Challenge 3 Solution - US Household Incomes by Race and Year

challenge_3

Linus Jen

usa_households

Tidy Data: Pivoting

Author

Linus Jen

Published

June 8, 2023

Code

library(tidyverse)

knitr::opts_chunk$set(echo = TRUE, warning=FALSE, message=FALSE)

Data Overview

For this challenge, I will be using the USA Households\*.xlsx dataset. It’s a bit messy, and was difficult for me to envision how to make it “tidy” following the rules listed on R’s tidy page. First, cleaning the data is quite the tedious / manual process… I wish I had found a quicker way.

Code

# Pull in data, making sure to skip 
data_dirty <- readxl::read_excel("_data/USA Households by Total Money Income, Race, and Hispanic Origin of Householder 1967 to 2019.xlsx", skip=4)

# Rename columns
colnames(data_dirty) <- c("race_year", "pop_total", "total_perc", "under_15000", "15000_24999", "25000_34999", "35000_49999", "50000_74999", "75000_99999", "100000_149999", "150000_199999", "200000_plus", "med_inc_est", "med_inc_ME", "mean_inc_est", "mean_inc_ME")

# Per census, convert "N" to be NA
data_dirty[data_dirty == "N"] <- NA

# Remove the last 31 rows
data_dirty <- head(data_dirty, -31)

# Remove all footnotes
data_dirty <- data_dirty %>%
  mutate(race_year = str_remove(race_year, "\\s\\d{1,2}.*"))

# Add a column with each race
# I hate that I have to do a loop...
race_col <- c()
for (i in 1:nrow(data_dirty)) {
  if (str_detect(data_dirty[i, "race_year"], "\\d{4}")) {
    race_col <- append(race_col, race_val)
  } else {
    race_val <- data_dirty$race_year[i]
    race_col <- append(race_col, NA)
  }
}
data_dirty$race_col <- race_col
data_dirty <- data_dirty %>% filter(!is.na(race_col))

# Rename year
data_dirty <- rename(data_dirty, year = "race_year")

data <- data_dirty
data

Briefly describe the data

This dataset gives some information about the income for various races across the years. It gives the total number of people in the study, and the proportion of people who fall into certain income groups. The data also proves the median and mean income in for the observed group, as well as a margin of error for each aggregation.

A lot of data cleaning was done earlier. To make this data “tidy”, I will first split the data into 2 tables. The first table will hold the proportion of people who fall into each category, where the variables will be the year, race, and income bracket, while the value will be the proportion that falls into that category. The second table will hold the year and race, with values including the total number of people who fall into that year and race combination, the median and mean incomes for that year and race group, and the margin of errors for both aggregate functions. I split the tables into two because they show different things. The first one is comparing how proportions within income groups change for each year and race. The second one looks at statistics related to each year and race pairing.

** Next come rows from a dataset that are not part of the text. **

PR #695, opened 2025-05-21
memberlist: WatchPrefix, handle gracefully nil generated value

NickAnge:
**What this PR does**:

In this PR, we modify memberlist.WatchPrefix to ignore nil values, which can occur when an entry has already been deleted from the Memberlist KV store.

### Test

In the test scenario, we reproduced the issue by increasing the NotifyInterval, so that the notification is sent after the cleanupObsoleteTimeout has been triggered.

Fixes #<issue number>

**Checklist**
- [x] Tests updated

### DIFF
--- a/kv/memberlist/memberlist_client.go
+++ b/kv/memberlist/memberlist_client.go
@@ -957,8 +957,8 @@ func (m *KV) WatchKey(ctx context.Context, key string, codec codec.Codec, f func
 
 // WatchPrefix watches for any change of values stored under keys with given prefix. When change occurs,
 // function 'f' is called with key and current value.
-// Each change of the key results in one notification. If there are too many pending notifications ('f' is slow),
-// some notifications may be lost.
+// Each change of the key results in one notification. If the key has already been deleted, a nil value is generated that it is ignored.
+// If there are too many pending notifications ('f' is slow), some notifications may be lost.
 //
 // Watching ends when 'f' returns false, context is done, or this client is shut down.
 func (m *KV) WatchPrefix(ctx context.Context, prefix string, codec codec.Codec, f func(string, interface{}) bool) {
@@ -986,7 +986,10 @@ func (m *KV) WatchPrefix(ctx context.Context, prefix string, codec codec.Codec, 
 				level.Warn(m.logger).Log("msg", "failed to decode value while watching for changes", "key", key, "err", err)
 				continue
 			}
-
+			if val == nil {
+				// Skip nil values that can be generated if the notification is received after the entry has been deleted
+				continue
+			}
 			if !f(key, val) {
 				return
 			}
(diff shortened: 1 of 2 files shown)


kv/memberlist/memberlist_client.go
```diff
@@ -957,8 +957,8 @@ func (m *KV) WatchKey(ctx context.Context, key string, codec codec.Codec, f func
 
 // WatchPrefix watches for any change of values stored under keys with given prefix. When change occurs,
 // function 'f' is called with key and current value.
-// Each change of the key results in one notification. If there are too many pending notifications ('f' is slow),
-// some notifications may be lost.
+// Each change of the key results in one notification. If the key has already been deleted, a nil value is generated that it is ignored.
```
colega, line 960: > If the key has already been deleted, a nil value is generated that it is ignored.

This is an implementation detail. The comment should say something like "Key deletions are not notified.".

Also: this comment should also be on the interface, because that's what we use.

Also: can the value be actually `nil` without being deleted? I'm not sure what's the contract here.

kv/memberlist/memberlist_client_test.go
```diff
@@ -2365,3 +2365,77 @@ func TestMemberlist_WatchKey_ShouldStartNotifyingChangesBeforeFullJoinIsComplete
...
+	ctx, cancel := context.WithCancel(context.Background())
+	defer cancel()
+
+	go func() {
+		kv.WatchPrefix(ctx, "test", func(s string, i interface{}) bool {
+			if i == nil {
+				mu.Lock()
+				nilNotifications = append(nilNotifications, s)
+				mu.Unlock()
+			}
```
colega, line 2417: This could be just `t.Error("got nil notification)`

kv/memberlist/memberlist_client.go
NickAnge: > This is an implementation detail. The comment should say something like "Key deletions are not notified.".

Ok. 

> Also: can the value be actually nil without being deleted? I'm not sure what's the contract here.

I checked the code, and couldn't find a way to generate a nil value at the KV Store. I tried when I was thinking about the test use case. The only way that it can happen (at least from what I have found) is when this race condition happens

kv/memberlist/memberlist_client_test.go
NickAnge: Thanks, fixed [c523a86](https://github.com/grafana/dskit/pull/695/commits/c523a86d291b5609eca4fcbd1c0fde6c469f7e77)

kv/memberlist/memberlist_client.go
NickAnge: Addressed [c523a86](https://github.com/grafana/dskit/pull/695/commits/c523a86d291b5609eca4fcbd1c0fde6c469f7e77)

colega (approved):

PR #697, opened 2025-05-21
middleware: log trace_id from cluster validation failures

narqo:
**What this PR does**:

Following #692 this PR updates the internals of `ClusterUnaryServerInterceptor` and `ClusterValidationMiddleware` to log the request's `trace_id` — if the request's trace wasn't sampled.

The idea is that this should make it easier to investigate, where the concerning requests come from.

**Checklist**
- [x] Tests updated

### DIFF
--- a/middleware/grpc_cluster.go
+++ b/middleware/grpc_cluster.go
@@ -7,6 +7,7 @@ import (
 	"github.com/go-kit/log"
 	"github.com/go-kit/log/level"
 	"github.com/prometheus/client_golang/prometheus"
+	"google.golang.org/grpc/peer"
 
 	"github.com/grafana/dskit/clusterutil"
 	"github.com/grafana/dskit/grpcutil"
@@ -113,6 +114,9 @@ func checkClusterFromIncomingContext(
 	)
 	if traceID, ok := tracing.ExtractSampledTraceID(ctx); ok {
 		logger = log.With(logger, "trace_id", traceID)
+	}
+	if p, ok := peer.FromContext(ctx); ok {
+		logger = log.With(logger, "peer_address", p.Addr.String())
 	}
 
 	if err == nil {
--- a/middleware/grpc_cluster.go
+++ b/middleware/grpc_cluster.go
@@ -12,6 +12,7 @@ import (
 	"github.com/grafana/dskit/clusterutil"
 	"github.com/grafana/dskit/grpcutil"
 	"github.com/grafana/dskit/tracing"
+	"github.com/grafana/dskit/user"
 
 	"github.com/pkg/errors"
 	"google.golang.org/grpc"
@@ -112,11 +113,14 @@ func checkClusterFromIncomingContext(
 		"cluster_validation_label", expectedCluster,
 		"soft_validation", softValidationEnabled,
 	)
-	if traceID, ok := tracing.ExtractSampledTraceID(ctx); ok {
-		logger = log.With(logger, "trace_id", traceID)
+	if tenantID, err := user.ExtractOrgID(ctx); err == nil {
+		logger = log.With(logger, "tenant", tenantID)
 	}
 	if p, ok := peer.FromContext(ctx); ok {
-		logger = log.With(logger, "peer_address", p.Addr.String())
+		logger = log.With(logger, "client_address", p.Addr.String())
+	}
+	if traceID, ok := tracing.ExtractSampledTraceID(ctx); ok {
+		logger = log.With(logger, "trace_id", traceID)
 	}
 
 	if err == nil {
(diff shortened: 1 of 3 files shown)


middleware/grpc_cluster_test.go
```diff
@@ -211,7 +211,7 @@ func TestClusterUnaryServerInterceptor(t *testing.T) {
 				if testCase.expectedLogs == "" {
 					require.Empty(t, buf.Bytes())
 				} else {
-					require.True(t, bytes.Contains(buf.Bytes(), []byte(fmt.Sprintf(testCase.expectedLogs, softValidation))))
+					require.True(t, bytes.Contains(buf.Bytes(), []byte(fmt.Sprintf(testCase.expectedLogs, softValidation))), "got %q", buf.String())
```
aknuds1, line 214: Better like this:
```suggestion
					require.Contains(t, buf.String(), fmt.Sprintf(testCase.expectedLogs, softValidation))
```

duricanikolic (changes requested):
@narqo could you please add the changes that https://github.com/grafana/dskit/pull/692 introduced to `http_cluster.go` in `grpc_cluster.go` too, so that both log the same info?

middleware/http_cluster.go
```diff
@@ -136,13 +142,12 @@ func checkClusterFromRequest(
...
+		logger = log.With(logger, "trace_id", traceID)
+	}
 
-	reqCluster, err := clusterutil.GetClusterFromRequest(r)
 	if err == nil {
-		if reqCluster == expectedCluster {
-			return nil
-		}
-
+		// No error, but the requested cluster didn't match the expectation.
```
duricanikolic, line 150:
```suggestion
               // No error, but request's and server's cluster validation labels  didn't match.
```

middleware/grpc_cluster.go
```diff
@@ -100,18 +102,32 @@ func checkClusterFromIncomingContext(
...
+	)
+	if traceID, ok := tracing.ExtractSampledTraceID(ctx); ok {
+		logger = log.With(logger, "trace_id", traceID)
+	}
+	if p, ok := peer.FromContext(ctx); ok {
+		logger = log.With(logger, "peer_address", p.Addr.String())
+	}
+
+	if err == nil {
+		// No error, but the requested cluster didn't match the expectation.
```
duricanikolic, line 123:
```suggestion
               // No error, but request's and server's cluster validation labels  didn't match.
```

middleware/grpc_cluster.go
```diff
@@ -100,18 +102,32 @@ func checkClusterFromIncomingContext(
...
+		"method", method,
+		"cluster_validation_label", expectedCluster,
+		"soft_validation", softValidationEnabled,
+	)
+	if traceID, ok := tracing.ExtractSampledTraceID(ctx); ok {
+		logger = log.With(logger, "trace_id", traceID)
+	}
+	if p, ok := peer.FromContext(ctx); ok {
+		logger = log.With(logger, "peer_address", p.Addr.String())
+	}
```
duricanikolic, line 120: I would suggest to replace
```
	logger = log.With(
		logger,
		"method", method,
		"cluster_validation_label", expectedCluster,
		"soft_validation", softValidationEnabled,
	)
	if traceID, ok := tracing.ExtractSampledTraceID(ctx); ok {
		logger = log.With(logger, "trace_id", traceID)
	}
	if p, ok := peer.FromContext(ctx); ok {
		logger = log.With(logger, "peer_address", p.Addr.String())
	}
```
with
```
	logger = log.With(
		logger,
		"method", method,
		"cluster_validation_label", expectedCluster,
		"soft_validation", softValidationEnabled,
	)
        if tenantID, err := user.ExtractOrgID(ctx); err == nil {
	  logger = log.With(logger, "tenant", tenantID)
        }
	if p, ok := peer.FromContext(ctx); ok {
		logger = log.With(logger, "client_address", p.Addr.String())
	}
	if traceID, ok := tracing.ExtractSampledTraceID(ctx); ok {
		logger = log.With(logger, "trace_id", traceID)
	}
```
I would do it this way in order to make the log messages between the gRPC interceptor and the HTTP middleware as much consistent as possible. In the HTTP middleware we log `tenant` info immediately after the `soft_validation` info, then we have `client_address` (and not `peer_address`), and at the end we have `trace_id`. WDYT?

duricanikolic (commented):
I have left a couple of suggestions.

aknuds1:
Taking another look.

aknuds1 (approved):
LGTM, thanks for applying my feedback!

middleware/grpc_cluster.go
narqo: That's a good one, indeed. I've updated this chuck to match your suggestion

duricanikolic (approved):
LGTM
Thank you @narqo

Anticipate the final result

Code

# First, split data into 2 parts
inc_bracket <- data %>% 
  select(c(year, race_col, contains("0")))

year_race <- data %>%
  select(year, race_col, pop_total, med_inc_est, med_inc_ME, mean_inc_est, mean_inc_ME) %>%
  rename(race = "race_col")

# Analyze inc_bracket size
dim(inc_bracket)

[1] 340  11

Code

# Analyze year_race
dim(year_race)

[1] 340   7

Above, we split our data into inc_bracket and year_race. inc_bracket will contain the year, race, and income bracket as categories, and the value will be the proportion of people of that race for that year who fall into that income bracket. inc_bracket will be pivoted to be longer, and because it has 11 columns x 340 rows (two of which are kept constant), the resulting data frame should be a 3,060 (340 * 9) x 4 table. year_race will not need to be pivoted, as it’s already in a tidy format.

Pivot the Data

Code

inc_long <- inc_bracket %>% 
  pivot_longer(!c(year, race_col), names_to = "income_bracket", values_to = "prop (%)") %>%
  rename(race = "race_col")

# Check dim and show table
dim(inc_long)

[1] 3060    4

Code

inc_long

Code

# Show year_race table
year_race

The tables above are finally tidy!

For our new inc_long table that represents the proportion of people who fall into a specific income bracket, given the year and race of a person. This is “tidy” because all the variables are columns - year, race and income_bracket are all categories that a person can fall into, with an association proportion for that group given in the prop (%) column. Now, because the aggregation for the totals are different, a separate table was created as year_race. year_race includes groupings for each year and race of a person, and each column represents a different count of interest. We have the total number of people who fall into that group, the estimated median income of that group and associated margin of error, and the estimated mean income of that group and associated margin of error. It doesn’t make sense to combine median and mean incomes (and their standard deviations) together, as they represent different things (even though they have the same scale of dollars). This is also why the population total isn’t included. This follows the examples given in the tidy data paper found here in tables 12 and 13.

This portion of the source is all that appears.